Fronting streams push data to central data streams. Data streams are highly reliable multi-region, rack-aware Kafka clusters.
We have more than 10 different data streams. Each handles more than a billion points each day. e.g. Locstream- Driver Location stream, Logstream- API Log stream, Tagstream- Segmentation stream, etc.
A Mirror stream is the mirror of its corresponding data stream with high data retention, purposed for data aggregation and data replays.
Perf stream is an exact copy of the data stream for chaos engineering and load testing purposes.
We are also working on making the data stream highly available by having a failover mirror cluster by using cluster service discovery to prevent any downtime.

Data Consumption

Firehose allows the consumption of raw as well as aggregated data without doing anything more than setting up a web application to receive messages.

Firehose can work in different sink modes. At the moment firehose supports more than 5 sink modes including HTTP, Influx, Postgres, Log, and more.
Firehose can be easily deployed on VMs — Virtual Machines or Kubernetes clusters.

Data Storage

Data must be retained for business or compliance purposes on a long-term basis, if not indefinitely.

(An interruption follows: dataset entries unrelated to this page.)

PR #3886, opened 2019-02-13
Add `sleep` in `RequestorPaysTest` tests

dybi:
`RequestorPaysTest` were ocasionally failing, probably due to the fact, that there might be not enough time to synchronize blockchains state after payment transactions

### DIFF
--- a/scripts/concent_acceptance_tests/base.py
+++ b/scripts/concent_acceptance_tests/base.py
@@ -367,8 +367,7 @@ class SCIBaseTest(ConcentBaseTest):
 
         if sci.get_deposit_value(sci.get_eth_address()) < amount:
             raise RuntimeError("Deposit failed")
-        sys.stderr.write('Long sleep. hrrrr\n')
-        time.sleep(120)
+        self._blockchain_sleep(120)
         dump_balance(sci)
 
     def requestor_put_deposit(self, price: int):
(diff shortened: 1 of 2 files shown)


scripts/concent_acceptance_tests/force_payment/test_payment.py
```diff
@@ -321,6 +321,9 @@ def _on_batch(receipt: golem_sci.structs.TransactionReceipt):
             'Batch transfer timeout',
         )
         sys.stderr.write('\n')
+        sleep_time = 60
+        sys.stderr.write(f'Going to sleep for: {sleep_time}\n')
+        time.sleep(sleep_time)
```
jiivan: Can we unify this with:
https://github.com/golemfactory/golem/blob/6965cc38a84da5bf1277a76419fcc6f6bde912a8/scripts/concent_acceptance_tests/base.py#L370-L371
Maybe we could add `.blockchain_sleep()` method to base test class?

shadeofblue (approved):

scripts/concent_acceptance_tests/force_payment/test_payment.py
dybi: OK

scripts/concent_acceptance_tests/base.py
```diff
@@ -381,3 +380,8 @@ def requestor_put_deposit(self, price: int):
     def provider_put_deposit(self, price: int):
         amount, _ = helpers.provider_deposit_amount(price)
         return self.put_deposit(self.provider_sci, amount)
+
+    @staticmethod
+    def _blockchain_sleep(sleep_time=60):
```
jiivan:
```suggestion
    def blockchain_sleep(sleep_time=60):
```

This method is not internal to base class

jiivan:
What about renaming calls from `_blockchain_sleep()` to `blockchain_sleep()`?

Secor clusters pull data from data streams to persist messages for long-term storage. We run Secor, distributed across multiple machines. The data is stored in parquet format to cloud storage.
Zeppelin is a web-based notebook that enables interactive data analytics. We use it for querying data from the apache spark cluster on top of our cold storage.

Data Aggregation

Dagger is our real-time streaming aggregation and analytics platform powered by Flink.
To inhibit control and isolation, each team has dedicated dagger clusters, but it comes at the cost of handling a large volume of data replication and maintenance. Currently, we are running more than 10 dagger clusters with increasing demand.
Datlantis is a user-friendly interface to a fully automated system that creates and deploys custom streaming aggregation on top of Daggers. This allows us to create and deploy massive, production-grade real-time data aggregation pipelines in minutes using SQL-like syntax. The results are written to a time-series database.

Data Visualization

Data is our biggest asset and there’s immense potential in making sense of it. Data viz infrastructure helps us find insights and improves our decision-making.

Enigma is a metrics query engine to access time-series data with powerful functions to aggregate, filter, and analyze.
Cosmos is the configuration service that holds mappings of Atlas visualization layers and Dagger metrics. More on this later.
Atlas is our geo-visualization platform for exploring and visualizing location data sets at scale. Read more about ATLAS here.

Infrastructure automation

Odin, built on top of Terraform and Ansible/Chef enables us to safely and predictably create, change, and improve infrastructure. It allows us to define infrastructure as code to increase operator productivity and transparency.
Odin can create clusters, and services, replicate data infrastructure across multiple data centers and manage infrastructure state.
Odin has helped us reduce provisioning time by 99% despite an increasing number of requests.

Chaos engineering

Loki is our disaster simulation tool that helps ensure the infrastructure can tolerate random instance failures. Loki can randomly terminate virtual machine instances and containers, exposing engineers to failures more frequently and incentivizing them to build resilient services.
Loki can also launch feeders and consumers on-demand to load test the new or running clusters.

Infrastructure Monitoring

Infrastructure monitoring is an essential and high-priority job. It provides crucial information that helps us ensure service uptime and optimal performance. We use a wide range of monitoring tools to lets us visualize events and get alerts in real-time including TICK stack, Datadog, and PagerDuty.

We are also working on Heimdall, an internal data tracing service to collect and visualize data and events by data infrastructure. Heimdall builds reporting dashboards for monitoring the state of data collection every day in Gojek.